With as many as 7,600 very light jets forecast to be flying in U.S. skies by 2025, a key operational question will be whether an air traffic system transitioning to satellite-based navigation will be able to absorb all of them.

The Government Accountability Office recently summarized nine VLJ outlooks, ranging from the Teal Group’s low of 3,000 aircraft by 2016 to Rolls-Royce’s high of 7,600 by 2025. The air taxi business will play a role, alongside owner-flown aircraft, in any additional load on the U.S. air traffic system.

Florida-based DayJet is about to show what it can do with an on-demand air taxi service using the Eclipse 500. The company expects to have 40 Eclipse 500s in service by year-end and 140 by late 2008, according to Bruce J. Holmes, director of air systems research. For 33 years, he worked as a research scientist at NASA Langley Research Center, where he helped to design the NextGen ATC system with the FAA.

Holmes says DayJet will be opening up service primarily to “underutilized” airports, with initial operations using five DayPorts at Boca Raton, Lakeland, Gainesville, Tallahassee and Pensacola, Fla. Flights will operate selling seats “in network” to these airports and “out of network” to other facilities in Florida when a customer charters an entire airplane. DayPort locations will then be added at similar airports in Alabama, Georgia, Mississippi, North Carolina, South Carolina and Tennessee.

Meanwhile, DayJet is starting operations just at the end of the biggest summer-delay meltdown in the history of U.S. civil aviation. The problems naturally have been at large and congested airports—in the New York metropolitan area, for example. But big airports aren’t where DayJet plans to fly. Holmes says the NextGen ATC plan devised by the Joint Planning and Development Office in Washington will not fix congestion at 14 of the 35 biggest U.S. airports. They will still be in a serious delay crunch when the program is completed, he notes.

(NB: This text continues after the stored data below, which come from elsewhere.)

PR #349, opened 2025-04-16
Import Node.js APIs with `node:` prefix

### LINKED ISSUE #348: Make StdioServerTransport compatible with Deno

`StdioServerTransport` is not compatible with non-Node.js runtime like Deno because the current implementation depends on the global `Buffer` object.

https://github.com/modelcontextprotocol/typescript-sdk/blob/09e5d5b450ac8e501a868c4917295fa3c632f353/src/shared/stdio.ts#L6-L12

As Deno documentation says, import `Buffer` from `node:buffer` explicitly.

https://docs.deno.com/runtime/fundamentals/node/#node.js-global-objects

**Additional context**

lacolaco:
Import `Buffer` from `node:buffer` explicitly to get deno-compatibility.

## Motivation and Context

- Fix #348

## How Has This Been Tested?

- `npm run build` and `npm test`

## Breaking Changes

No

## Types of changes

- [ ] Documentation update

## Checklist

### DIFF
--- a/.github/workflows/main.yml
+++ b/.github/workflows/main.yml
@@ -20,26 +20,13 @@ jobs:
         with:
           node-version: 18
           cache: npm
-
-      - run: npm ci
-      - run: npm run build
-      - run: npm test
-      - run: npm run lint
-
-  check-deno-compatibility:
-    runs-on: ubuntu-latest
-
-    steps:
-      - uses: actions/checkout@v4
-      - uses: actions/setup-node@v4
-        with:
-          node-version: 18
-          cache: npm
       - uses: denoland/setup-deno@v2
         with:
           deno-version: v2.x
       - run: npm ci
       - run: npm run build
+      - run: npm test
+      - run: npm run lint
       - name: Check Deno compatibility
         run: deno check dist/**/*.js 
 


KyleJune:
I tested this with Deno and it worked.

src/server/stdio.ts
```diff
@@ -1,3 +1,4 @@
+import type { Buffer } from "node:buffer";
```
ihrpr, line 1: why this import type?

ihrpr (changes requested):
Thank you for your contribution and sorry for the delays in PR reviews. Importing type seems off  in `stdio`, please can you check?

src/server/stdio.ts
scarf005: probably because it's only used as type in https://github.com/lacolaco/mcp-typescript-sdk/blob/import-node-buffer/src/server/stdio.ts#L27

lacolaco: Exactly. In this file `Buffer` is referred only as an argument type.

ihrpr: it's also used directly.  `this._readBuffer.append(chunk)`

How its been tested?

lacolaco: That `ReadBuffer` you mention is imported from `shared/stdio.js`, which is modified to use `node:buffer`.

Instead, DayJet will operate in a “parallel universe” of underused airspace and airports where air service has been scarce, if available at all. But the company also plans to be an “early adopter” of some of the innovative air traffic techniques that will be possible with the NextGen satellite navigation approach to ATC.

For example, DayJet intends to use Required Navigation Performance (RNP) approaches to fly GPS-guided procedures down to precision minimums (200-ft. decision altitude) as soon as possible. It’s even working with airports and state governments to determine if ADS-B ground-based receivers could be installed earlier than the FAA envisions at some locations. The agency is not targeting Florida to receive ADS-B equipment by 2010, meaning the state may have to wait until the next phase, scheduled for completion in 2013.

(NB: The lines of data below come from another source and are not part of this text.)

PR #859, opened 2025-08-10
Type generics for CallToolResult - Require 'structuredContent' if 'outputSchema' defined.

KKonstantinov:
The structuredContent tool output is currently not utilizing Typescript's capabilities and the check is performed only runtime.

If outputSchema is defined, as per the implementation, structuredContent is required in the response.

## Motivation and Context
Mitigating runtime-only handling and proper type checking when outputSchema is defined.

## How Has This Been Tested?
The changes are in types only - the results of the PR can be observed in tests, //@ts-expect-error has to be added now when testing for tools defined with outputSchema and not returning structuredContent.

## Breaking Changes
No need, only if they had a runtime error anyways will they get a type error.

## Types of changes

- [ ] Documentation update

## Checklist


KKonstantinov:
Please review, but this could be further improved by not allowing "structuredContent" at all when "outputSchema" is defined. 

Currently, it'll only generate a typecheck error if "outputSchema" is defined but "structuredContent" is missing, but it will not error when "structuredContent" is returned and "outputSchema" wasn't defined in the first place. (e.g. if the user forgot by accident).

cc @ihrpr

src/examples/server/mcpServerOutputSchema.ts
cliffhall, line 1: I can't make code suggestions on lines not in the PR, but I would refactor this entire file to remove the duplication of weather condition literals (repeated in three places) and also ensure that wind direction value is similarly restricted (it's oddly just a string in the schema but selected randomly from an array of literals when set in the structured output).

```typescript
#!/usr/bin/env node
/**
 * Example MCP server using the high-level McpServer API with outputSchema
 * This demonstrates how to easily create tools with structured output
 */

import { McpServer } from "../../server/mcp.js";
import { StdioServerTransport } from "../../server/stdio.js";
import { z } from "zod";

const server = new McpServer(
  {
    name: "mcp-output-schema-high-level-example",
    version: "1.0.0",
  }
);

const weatherConditions = ["sunny", "cloudy", "rainy", "stormy", "snowy"] as const;
const windDirections = ["N", "NE", "E", "SE", "S", "SW", "W", "NW"] as const;

// Define a tool with structured output - Weather data
server.registerTool(
  "get_weather",
  {
    description: "Get weather information for a city",
    inputSchema: {
      city: z.string().describe("City name"),
      country: z.string().describe("Country code (e.g., US, UK)")
    },
    outputSchema: {
      temperature: z.object({
        celsius: z.number(),
        fahrenheit: z.number()
      }),
      conditions: z.enum(weatherConditions),
      humidity: z.number().min(0).max(100),
      wind: z.object({
        speed_kmh: z.number(),
        direction: z.enum(windDirections)
      })
    },
  },
  async ({ city, country }) => {
    // Parameters are available but not used in this example
    void city;
    void country;
    // Simulate weather API call
    const temp_c = Math.round((Math.random() * 35 - 5) * 10) / 10;
    const conditions =
      weatherConditions[Math.floor(Math.random() * weatherConditions.length)];

    const structuredContent = {
      temperature: {
        celsius: temp_c,
        fahrenheit: Math.round((temp_c * 9 / 5 + 32) * 10) / 10
      },
      conditions,
      humidity: Math.round(Math.random() * 100),
      wind: {
        speed_kmh: Math.round(Math.random() * 50),
        direction:
          windDirections[Math.floor(Math.random() * windDirections.length)]
      }
    };

    return {
      content: [{
        type: "text",
        text: JSON.stringify(structuredContent, null, 2)
      }],
      structuredContent
    };
  }
);

async function main() {
  console.error("High-level Output Schema Example Server running on stdio");
}

main().catch((error) => {
  console.error("Server error:", error);
  process.exit(1);
});
```

cliffhall (changes requested):
Suggestion for changes to `mcpServerOutputSchema.ts` example.

Would be good to see explicit tests for `CallToolResultUnstructuredSchema` and `CallToolResultStructuredSchema`.

src/types.ts
```diff
@@ -1643,6 +1643,10 @@ export type Tool = Infer<typeof ToolSchema>;
 export type ListToolsRequest = Infer<typeof ListToolsRequestSchema>;
 export type ListToolsResult = Infer<typeof ListToolsResultSchema>;
 export type CallToolResult = Infer<typeof CallToolResultSchema>;
+export type CallToolResultUnstructured = Infer<typeof CallToolResultUnstructuredSchema>;
+export type CallToolResultStructured<OArgs extends ZodRawShape> = Infer<typeof CallToolResultStructuredSchema> & {
+  structuredContent: z.infer<z.ZodObject<OArgs, 'strip'>>;
```
ochafik: Not sure what 'strip' adds here? (the actual runtime zod schema won't strip extra fields)

src/server/mcp.ts
```diff
@@ -1165,13 +1167,21 @@ export class ResourceTemplate {
...
-  Args extends ZodRawShape
+export type ToolCallback<InputArgs extends undefined | ZodRawShape = undefined, OutputArgs extends undefined | ZodRawShape = undefined> =
+  InputArgs extends ZodRawShape
   ? (
-    args: z.objectOutputType<Args, ZodTypeAny>,
+    args: z.objectOutputType<InputArgs, ZodTypeAny>,
     extra: RequestHandlerExtra<ServerRequest, ServerNotification>,
-  ) => CallToolResult | Promise<CallToolResult>
-  : (extra: RequestHandlerExtra<ServerRequest, ServerNotification>) => CallToolResult | Promise<CallToolResult>;
+  ) => OutputArgs extends ZodRawShape
```
ochafik: Could you extract the return type to avoid this repetition?

```ts
export type ToolCallback<InputArgs extends undefined | ZodRawShape = undefined, OutputArgs extends undefined | ZodRawShape = undefined> =
  InputArgs extends ZodRawShape
  ? (args: z.objectOutputType<InputArgs, ZodTypeAny>, extra: RequestHandlerExtra<ServerRequest, ServerNotification>) => CallToolResult<OutputArgs>
  : (extra: RequestHandlerExtra<ServerRequest, ServerNotification>) => CallToolResult<OutputArgs>;

type CallToolResult<OutputArgs extends undefined | ZodRawShape = undefined> =
  OutputArgs extends ZodRawShape
    ? CallToolResultStructured<OutputArgs> | Promise<CallToolResultStructured<OutputArgs>>
    : OutputArgs extends undefined
    ? CallToolResultUnstructured | Promise<CallToolResultUnstructured>
    : never;
```

src/server/mcp.ts
```diff
@@ -1165,13 +1167,21 @@ export class ResourceTemplate {
  * - `content` if the tool does not have an outputSchema
```
ochafik: nit: could you update this comment? (cf. https://modelcontextprotocol.io/specification/2025-06-18/server/tools#structured-content)

```
- `content`: if an outputSchema is defined, content *SHOULD* have the serialized JSON structuredContent in a text content for backwards compatibility
```

ochafik (changes requested):
Thanks @KKonstantinov !

src/examples/server/mcpServerOutputSchema.ts
KKonstantinov: I believe @ochafik has already resolved this. Thanks!

KKonstantinov:
Tks for the comments @ochafik , had missed these last week, now addressed.

src/server/mcp.ts
KKonstantinov: Done

src/server/mcp.ts
KKonstantinov: Done. Have called it "CallToolResultByOutputArgsType" for a lack of a better name (open to suggestions..). 

CallToolResult is already used and imported - that is the union type between structured and unstructured. 

Unfortunately I don't think we can make CallToolResult generic in the core `types.ts` (although I very much wish we could) because it then won't match the non-generic type defined in https://github.com/modelcontextprotocol/modelcontextprotocol/blob/main/schema/2025-06-18/schema.ts

The reality is the CallToolResult in https://github.com/modelcontextprotocol/modelcontextprotocol/blob/main/schema/2025-06-18/schema.ts _NOT_ being generic is a bit misleading, because it implies returning structuredContent even when there is no output schema defined.

src/types.ts
KKonstantinov: Have removed it, frankly I don't recall why I had added it at the time of this PR, might have been related to the removal of passthrough from runtime but yes, just doing it at compile time doesn't help, removed.

src/server/mcp.ts
```diff
@@ -1161,17 +1163,27 @@ export class ResourceTemplate {
...
+
+/**
+ * CallToolResult type generated based on OutputArgs.
+ */
+export type CallToolResultByOutputArgsType<OutputArgs extends undefined | ZodRawShape = undefined> =
+    OutputArgs extends ZodRawShape
+      ? CallToolResultStructured<OutputArgs> | Promise<CallToolResultStructured<OutputArgs>>
+      : OutputArgs extends undefined
+      ? CallToolResultUnstructured | Promise<CallToolResultUnstructured>
+      : never;
```
ochafik: Looks like we'd never reach this never given the bounds on OutputArgs?

src/types.ts
```diff
@@ -1645,6 +1645,10 @@ export type Tool = Infer<typeof ToolSchema>;
 export type ListToolsRequest = Infer<typeof ListToolsRequestSchema>;
 export type ListToolsResult = Infer<typeof ListToolsResultSchema>;
 export type CallToolResult = Infer<typeof CallToolResultSchema>;
+export type CallToolResultUnstructured = Infer<typeof CallToolResultUnstructuredSchema>;
+export type CallToolResultStructured<OArgs extends ZodRawShape> = Infer<typeof CallToolResultStructuredSchema> & {
```
ochafik: Can you keep the unabbreviated name OutputArgs used elsewhere for consistency? (although arguably these should be InputType, OutputType, the args concept is redundant w/ input and at odds w/ outputs)

src/server/mcp.ts
KKonstantinov: Done, simplified condition!

src/types.ts
KKonstantinov: Yeah agree.. for now renamed it to OutputArgs for consistency

KKonstantinov:
> Thanks @KKonstantinov ! Two last nits, looks great otherwise!

@ochafik sorry just coming back to this, comments are done!

mattzcarey:
Hey @KKonstantinov wanna get this merged this week?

Holmes explains that DayJet may base as many as 25 aircraft at some airports, and they will often be arriving at about the same time late in the day. Thus, “ADS-B in” capability for cockpit display of other DayJet traffic would help pilots plan their arrivals efficiently.

The GAO report says the impact of VLJs on FAA costs and Aviation Trust Fund revenues will depend on how many aircraft are delivered, the extent to which they replace existing aircraft, and whether they facilitate a large-scale air taxi industry.

The same factors will influence VLJs’ impact on ATC. Aviation consultant Jack Olcott, former president of the National Business Aviation Assn., says he agrees with the GAO in that the introduction of VLJs will be orderly and the “sky won’t be blackened” by them. He adds that it’s too early to quantify the effect of owner-flown VLJs, a refinement of the entry-level business jet. The industry has 35 years of experience with this type of aircraft, he adds.

“Today’s FAA, training community and insurance industry are prepared to deal with VLJs in the hands of owner pilots, albeit cautiously. Time and accident/incident experience will shape future policy, but I suspect there will be few surprises,” says Olcott.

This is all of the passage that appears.